To view your AVI, we need to find its IP address using Docker:

docker inspect --format '{{ .NetworkSettings.IPAddress }}' myfirstavi

Once you have your container IP address, view the IP at port 10000 in your browser. For example: http:172.17.0.2:10000

Use your AVI

You have now started your first AVI, and should see something similar to the image below.

_images/tutorial_avirunning.png

Things to do with your AVI:

  • Submit an ADQL query
    • Watch it get added to your AVI job list automatically
    • The progress in the job list is calculated based on the ratio of tasks completed in your pipeline to those required
  • Submit the same query twice
    • Notice how the job is completed almost instantly
    • This is because our pipeline is now checking for existing files before doing unnecessary work
  • Submit a different ADQL query
    • This one should take some time to complete (like the first one)
  • Check the parameters given to your job by clicking on the Info icon
  • Search your jobs using the Search box
  • Click the Result button to view your job result
    • We now see the pandas profiling from our Jupyter notebook
  • Delete a job by selecting the ‘Delete’ option from the dropdown box
    • Many options are unavailable in standalone mode, but can be used when the AVI is deployed by GAVIP.

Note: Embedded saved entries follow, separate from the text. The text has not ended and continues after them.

PR #4479, opened 2025-06-11
Update `inductor_xpu_test.sh`: don't add `--freezing` in reference mode; add new mode: `inference-with-freezing`

anmyachev:
I noticed because (although I'm not sure if that's root cause):
```bash
# works
python benchmarks/dynamo/torchbench.py --accuracy --float32 -d xpu -n10 --inference --only detectron2_maskrcnn_r_50_c4  --backend=inductor --cold-start-latency

# doesn't work
# run it from .scripts_cache/pytorch
../../scripts/inductor_xpu_test.sh torchbench float32 inference accuracy xpu 0 static 1 0 detectron2_maskrcnn_r_50_c4
```

`torch-xpu-ops` sources in main: https://github.com/intel/torch-xpu-ops/blob/5b4d7444484576f721d2295761cf8fafa924ef36/.github/scripts/inductor_xpu_test.sh#L30

in custom branch (on which they made a reproducer for us): https://github.com/intel/torch-xpu-ops/blob/6e05eb3f3cb84bceb818a9f0461da773c56ac3ef/.github/scripts/inductor_xpu_test.sh#L31

### DIFF
--- a/.github/workflows/e2e-accuracy.yml
+++ b/.github/workflows/e2e-accuracy.yml
@@ -18,12 +18,12 @@ on:
           - torchbench
         default: all
       mode:
-        description: Inference, inference-no-freezing, or training
+        description: Inference, inference-with-freezing, or training
         type: choice
         options:
           - all
           - inference
-          - inference-no-freezing
+          - inference-with-freezing
           - training
         default: all
       dtype:
@@ -86,7 +86,7 @@ jobs:
             suite='["${{ inputs.suite }}"]'
           fi
           if [[ -z "${{ inputs.mode }}" || "${{ inputs.mode }}" == "all" ]]; then
-            mode='["inference", "inference-no-freezing", "training"]'
+            mode='["inference", "inference-with-freezing", "training"]'
           else
             mode='["${{ inputs.mode }}"]'
           fi
--- a/.github/workflows/e2e-performance.yml
+++ b/.github/workflows/e2e-performance.yml
@@ -18,12 +18,12 @@ on:
           - torchbench
         default: all
       mode:
-        description: Inference, inference-no-freezing, or training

Other things to do with your AVI:

  • View the ‘Queue Monitor’ from the navigation bar at the top of your AVI interface
    • This shows the status of your job queue
    • Remember that your analysis pipeline is queued and run separately to your AVI interface
  • Open the ‘Jupyter Notebook’ provided by your local AVI container
    • The earlier portion of this tutorial could be run from the Jupyter notebook service provided by the AVI

Starting your AVI with the GAVIP Client

If you have the GAVIP client installed (available on LiveLink), starting your AVI is simpler.

Create a Data directory

Here we will create a directory in /tmp as before:

mkdir -p /tmp/my_data_volume/logs

Start the AVI

The AVI folder from the tutorial is assumed to exist in /tmp (change this as required)

  • (avi folder) /tmp/avi
  • (data folder) /tmp/my_data_volume
gavip_client development start_avi \
--avi-path /tmp/avi --data-path /tmp/my_data_volume \
--avi-template=ps_avi_python_2:develop \

This command will download the required AVI container image (AVI template), then provide the name of the container, it’s URL, and information on how to access the running AVI from a terminal.